В других областях также происходили изменения исходных позиций. В лингвистике первичность материи уступила место структурной первичности благодаря «Курсу общей лингвистики», прочитанному Фердинандом де Соссюром в Женевском университете (1907–11). [6]. Соссюр революционизировал современную лингвистику утверждением, что язык представляет собой систему структурных отношений, а не систему материальных частиц. [7] Еще до Соссюра лингвистика сосредоточила внимание на материальных аспектах языка и его каузальном развитии, прослеживая историю изменения слов во времени. В изучении языка главную роль играли филология и этимология. Тогда как лингвистика девятнадцатого века занималась, преимущественно, исследованием происхождения слов, Соссюр сконцентрировал внимание на синхронном изучении языка как системы структурных отношений. [8]

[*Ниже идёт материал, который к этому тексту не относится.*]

Issue #1166, opened 2020-05-05
filesystem benchmark


wjhun:
We should either import or create a little benchmark runtime test to measure file I/O performance so we can keep track of improvements and regressions as we develop tfs.

wjhun:
This was addressed to some degree with the addition of a simple write test in #1191. Will keep this open until we come upon a more comprehensive test, however.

Структурные отношения между словами

Сдвиг Соссюра, связанный с теоретической восприимчивостью, показал, что смысл слова не является следствием исторической трансмиссии (этимологии), скорее, он генерирован синхронно через словесные отношения с другими словами, формирующими язык в целом. Например, немецкое слово

Blut

, имеет то же значение, что и английское слово

blood

(кровь), потому, что оба слова играют одинаковую роль или используются аналогичным образом в немецком и французском языках; но это не обусловлено их общим этимологическим происхождением. Их использование соответствует относительным структурам, и соответствующие отношения составляют значение слова; то есть,

значение заключается во взаимоотношении терминов, а не в терминах взаимоотношений

. Чтобы продемонстрировать важность этих структурных отношений (иначе говоря, геометрических лингвистических очертаний), в отличие от принятой ранее вещественности отдельных слов, Соссюр предлагает нам сравнить систему языка с игрой в шахматы. Исторически обусловленные изменения материала, из которого изготовлены шахматные фигуры, не влияют на «значение» фигур. Это значение определяется той ролью, которую они играют, и тем, как они используются по отношению к другим фигурам. Если мы будем использовать фигуры из слоновой кости вместо деревянных фигур, то такое изменение материала не повлияет на систему структурных отношений, на правила игры. Однако если мы изменим количество шахматных фигур, то мы изменим структуру, или «грамматику» игры. Соссюр приходит к заключению, что «язык является формой, а не материей».

Справедливость этого вывода необходимо было учитывать в обязательном порядке, ибо все ошибки в принятой нами терминологии, все неправильные наименования вещей, относящиеся к языку, обусловлены непреднамеренным допущением, согласно которому лингвистическое явление обязательно должно быть материальным. [9]

Для Соссюра

структурные отношения между словами первичны

. В лингвистическом развороте в сторону первичности структуры мы можем увидеть явление, весьма сходное с парадигматическим сдвигом, отмеченным ранее в физике.